- Origin: Philadelphia
- Genres: Psychedelic folk
- Years active: 2006-present
- Label: Drag City
- Members: Greg Weeks, Brooke Sietinsons, Helena Espvall, Margaret Wienk, Jesse Sparhawk, Jim Ayre, Tara Burke, Mary Lattimore, Jessica Weeks, Charles Cohen
- Website: http://www.myspace.com/thevalerieproject

= The Valerie Project =

Former psychedelic folk band

The Valerie Project was a Philadelphia-based psychedelic folk band. Their first (self-titled) album, released in 2007, is intended to serve as an alternate soundtrack to the cult Czech New Wave film Valerie and Her Week of Wonders. They have performed live at screenings of the film.
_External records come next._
Issue #1133, opened 2020-10-29
Resolve electron security warnings


rudolfs:
We get these when we start the app in dev mode:

```
electron/js2c/renderer_init.js:15 (electron) Security Warning: webFrame.executeJavaScript was called without worldSafeExecuteJavaScript enabled. This is considered unsafe. worldSafeExecuteJavaScript will be enabled by default in Electron 12.
```

```
electron/js2c/renderer_init.js:135 Electron Security Warning (Insecure Content-Security-Policy) This renderer process has either no Content Security
    Policy set or a policy with "unsafe-eval" enabled. This exposes users of
    this app to unnecessary security risks.

For more information and help, consult
https://electronjs.org/docs/tutorial/security.
This warning will not show up
once the app is packaged.
```

<img width="701" alt="Screenshot 2020-10-29 at 16 57 02" src="https://user-images.githubusercontent.com/158411/97599006-d83e8000-1a07-11eb-9c16-8531f31bf1d0.png">

MeBrei:
The first warning seems to be resolved.

PR #1253, opened 2020-11-13
chore(ui): update ui deps

rudolfs:
As part of https://github.com/radicle-dev/radicle-upstream/issues/1133 @MeBrei and I went through the [Electron security documentation](https://www.electronjs.org/docs/tutorial/security). One point was that dependencies should be kept up-to-date.

Did a smoke test on macOS for the development environment as well as the packaged production version -- didn't find any issues. Would be nice if somebody would test it briefly on Linux.


xla (approved):
😀 😊 ⏳ 🍣

MeBrei (approved):

PR #1277, opened 2020-11-18
fix(proxy): surf branches

FintanH:
There was an issue in `radicle-surf` where some branches would not parse correctly, for example `xla/handle-disconnect`.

The band is led by Espers member Greg Weeks and also includes Brooke Sietinsons and Helena Espvall of Espers, Margaret Wienk, Jesse Sparhawk, and Jim Ayre of Fern Knight, Tara Burke (aka Fursaxa), Mary Lattimore, Jessica Weeks (wife of Greg), and Charles Cohen.

The band performed live from 2006-2008, accompanying screenings of the film at the Museum of Modern Art in New York, at London's Meltdown festival, and elsewhere. Their debut album, recorded in eight days and released on Drag City, received positive reviews in The Independent, Pitchfork, Foxy Digitalis, and XLR8R, as well as a more mixed review in The Guardian.